Весопляс устало присел на пороге. Ноэми без стыда потягивалась нагая напротив окна, пропускала солнце сквозь каждую частичку совершенного тела, он не смотрел на нее.
- Наши дела не так хороши, как кажется. - сказал Весопляс - Кентерберийский как дите малое, ей-богу - на днях ему прислали из Голландии новый состав запальной смеси - так он весь изводится, кого бы сжечь поэффектнее. Им что - они играют… Игра, господин мой, такая штука… Она паленым мясом не смердит и Бог за игру не спросит… - казалось он бредит, - шотландцы - хайлендеры скучают - Воллес после фарса на площади нужен всем, как муха в августе. Толку чуть - притащился с горя ко двору, вызвал Эдуарда на поединок.

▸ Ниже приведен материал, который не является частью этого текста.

PR #1939, opened 2026-08-24
Disable saving of reading position for posts <= 1min reading time

MrDirkelz:


ivanslabbert (approved):
If the functionality is practically testable, add tests

PR #1945, opened 2026-08-26
Fix seed data that the document pipeline would otherwise derive

johan-bell:
## Problem

A freshly seeded database is visibly broken in the app:

1. **No blog posts on the home page.** The "Newest" collection renders only tags.
2. **Article bodies render as raw JSON.** Opening any post shows `{"type":"doc","content":[{"type":"paragraph"...` instead of prose.

## Common cause

Seeding writes raw JSON straight to CouchDB and deliberately bypasses `process*Dto`, so anything the document pipeline normally derives has to already be present in the seed files. Two such fields were missing or stale.

It compounds with schema versioning: `initSchemaVersion` stamps a fresh database at the current baseline, so back-migrations that would repair the data never run.

---

## Fix 1 — `parentPublishDateVisible`

Denormalized onto content docs by `processContentDto.ts` from the parent post's `publishDateVisible`. Four content docs were missing it, and the seed data disagreed with itself across translations of the same post:

| content doc | parent's `publishDateVisible` | seed had |
|---|---|---|
| `content-blog1-eng` / `-fra` | `true` | missing |
| `content-blog2-eng` | `true` | missing |
| `content-blog2-fra` | `true` | `true` |
| `content-page2-eng` | `true` | missing |
| `content-page2-fra` | `true` | `true` |

`HomePageNewest.vue` filters on `{ parentPublishDateVisible: true }`, so those docs were dropped. Because the French translations carried the field, switching the app to French made Blog 2 appear — which is what pointed at the seed data rather than the query.

Each value is now read from its parent post.

## Fix 2 — content text stored as HTML

`SingleContent.vue` does `const text = computed(() => content.value?.text ?? "")` and feeds it to `v-html`, so `text` must already be HTML.

The TipTap-JSON to HTML conversion exists in exactly one place — schema upgrade **v12** — which runs only at schema version 11. A fresh database never reaches that path:

```
Initialized database schema version to 17 (fresh database)
Skipping schema upgrade v12: current version is 17, expected 11
```

So all 10 content docs with body text rendered their raw TipTap JSON. The 8 empty tag/category docs were unaffected, which is why topic pages looked fine and only articles were broken.

Converted using v12's own `isTipTapJson` guard and `generateHTML(parsed, [StarterKit, Link])`, so the seed output matches what an upgraded database holds.

One deviation, deliberate: the server-side serializer emits `xmlns="http://www.w3.org/1999/xhtml"` on every block element. That is redundant in HTML and is not what authored content looks like — the CMS `RichTextEditor` uses `content-format="html"` — so it is stripped.

## Verification

- Re-seeded a local CouchDB and loaded the app as an unauthenticated guest. Before: "Newest" showed only a Topic A tile, and `/blog1-eng` rendered raw JSON. After: Blog 1 appears in "Newest" and the article renders as prose.
- Checked every converted doc by stripping tags from the HTML and comparing against the text nodes of the original TipTap JSON: **10/10 preserve their text exactly, 0 mismatches.**
- No code changes in this PR — seed data only.

## Note for reviewers — out of scope here

Checking every seed content doc against its parent turned up 8 further mismatches in the opposite direction: the four tag docs (`tag-topicA`, `tag-topicB`, `tag-category1`, `tag-category2`) have `publishDateVisible: false`, but all eight of their content docs carry `parentPublishDateVisible: true`.

By the same denormalization rule those should be `false` — but flipping them would remove the topic tiles from "Newest", changing what the seeded demo displays. That is a product decision rather than a mechanical fix, so it is deliberately not part of this PR.


MrDirkelz (approved):
Nice

PR #1947, opened 2026-08-26
Shared: scope the RestApi localChanges live query

### LINKED ISSUE #1946: Shared: useDexieLiveQuery called outside a Vue effect scope in the RestApi constructor leaks the localChanges subscription
## Problem

`useDexieLiveQuery` is called directly in the `RestApi` constructor:

```ts
// shared/src/api/RestApi.ts
constructor() {
    this.http = new HttpReq(config.apiUrl || "");

    const localChanges = useDexieLiveQuery(
        () => db.localChanges.toArray() as unknown as Promise<LocalChangeDto[]>,
        { initialValue: [] as unknown as LocalChangeDto[] },
    );
    syncLocalChanges(localChanges);
}
```

`getRest()` constructs this singleton from `luminary.ts` during init — outside any
component `setup()` or `effectScope`. `getCurrentScope()` is therefore `null`, and
the composable's own guard fires:

> [useDexieLiveQuery] called with no active Vue effect scope — the Dexie subscription
> can never be cleaned up and will leak forever.

## Impact

- The warning is logged on every app and CMS boot.
- `tryOnScopeDispose` is a no-op without a scope, so the `localChanges` subscription
  is never unsubscribed.
- `getRest({ reset: true })` compounds it: the replaced instance's subscription stays
  live, so each reset strands another one.

## Expected

The subscription should be owned by a disposable scope, matching the two call sites
that already do this correctly:

- `shared/src/fts/ftsLiveSync.ts` — `effectScope(true)` torn down with the composable
- `shared/src/util/useHasLocalChange/useHasLocalChange.ts` — detached scope, documented
  as a deliberate process-wide singleton

## Suggested fix

Wrap the live query in its own `effectScope(true)` held on the instance, expose a
`dispose()`, and call it from `getRest()` before replacing the singleton so resets
tear down the previous subscription.

## Notes

Found while running the Zitadel auth PoC locally against the CMS. Not specific to that
work — it affects every `app/` and `cms/` boot.

MrDirkelz:
Closes #1946

## Problem

`getRest()` constructs the `RestApi` singleton from `luminary.ts` during init — outside any component `setup()` or `effectScope`. `useDexieLiveQuery` was called bare in the constructor, so `getCurrentScope()` was `null` and the composable's own guard fired on every app and CMS boot:

> [useDexieLiveQuery] called with no active Vue effect scope — the Dexie subscription can never be cleaned up and will leak forever.

Without a scope `tryOnScopeDispose` is a no-op, so the `localChanges` subscription was never unsubscribed. `getRest({ reset: true })` compounded it: the replaced instance's subscription stayed live, stranding another one per reset.

## Change

Own the subscription in an `effectScope(true)` held on the instance, expose `dispose()`, and call it from `getRest()` before replacing the singleton.

This matches the two call sites that already got it right — `ftsLiveSync.ts` (scope torn down with the composable) and `useHasLocalChange.ts` (detached scope, documented as a deliberate process-wide singleton). Those two were audited and left alone.

## Testing

- `shared` type-checks clean
- 344 tests pass in `shared/src/api`

No behavioural change to request handling — only subscription ownership.


johan-bell (approved):
Looks good — scope creation, single subscription, and teardown on reset all check out, and it matches the ftsLiveSync/useHasLocalChange precedents. Two non-blocking nits: getRest() disposes the old instance before constructing the new one (a throwing constructor would leave a disposed singleton behind — only reachable in tests), and a spy-based test asserting dispose() fires on getRest({ reset: true }) would lock the fix in.

ivanslabbert (approved):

Проиграл конечно. Выходили, снова выгнали на все четыре стороны. Игра, господин мой. Здесь все понарошку. Не убивают, не любят, не умирают. Зря Плакса вылез со своим канделябром. Тоже мне - свет с востока. Ищут его. Как найдут, обвинят в незаконной проповеди и склонении к ереси. Вот и представится случай опробывать голландскую новинку. Кто заметит маленькую подделку… Проверять никто не станет.
- Ты с ума сошел… Нас сварят живьем за подложные грамоты. - я готов был сжечь пусть даже и копии фальшивых булл.
- Им нет до нас никакого дела. Это - игра.
- Ты плохо кончишь, мальчик, - пропела Ноэми и стала медленно ополаскивать померанцевой водой из таза напряженное бедро.
Так, моя суженая, я был впутан в страшное и неправое дело и на долгое время стал голосом Папства в Британии.
Я … И в то же время не я.
Но я владел Ноэми и ничто больше не привлекало меня.
- Бог с тобой, Весопляс. Пшел вон. Я занят.
Юноша поклонился и вышел.
Теперь позволь мне отвлечься, моя утраченная.
В то время, пока я творил любовь в Ньюкасле, с кораблика под брусничными парусами сошел, озираясь тревожно, по - косульи, брат Алессио - авиньонский сдобный секретарек твердокаменного кардинала Бернардо Антониони.
В охрану ему отписали троих лучников из римской семьи баронов Колонна.
Белея от морской болезни и сухопутных переживаний, авиньонский щеголь приближался к Глазго, потея в бархатном коробе портшеза, который тащили два мула.
Со времен нашей встречи он пополнел, но остался большим ребенком - баловнем. В поясной сумке его дремали верительные грамоты и фунтик с леденцами - брат Алессио был сладкоежкой. Никакой горести земной не знал Алессио, мягко спал, вкусно ел, да купал пуховую рассыпчатую плоть в ослином молоке дважды в неделю.
Но дороги потянулись пыльные, полынные, туманные, черничные…
Страшно.
На шее у Алессио вздрагивал медальончик мещанского вида, заключавший в оправу материнский миниатюрный портрет и локон выцветших волос.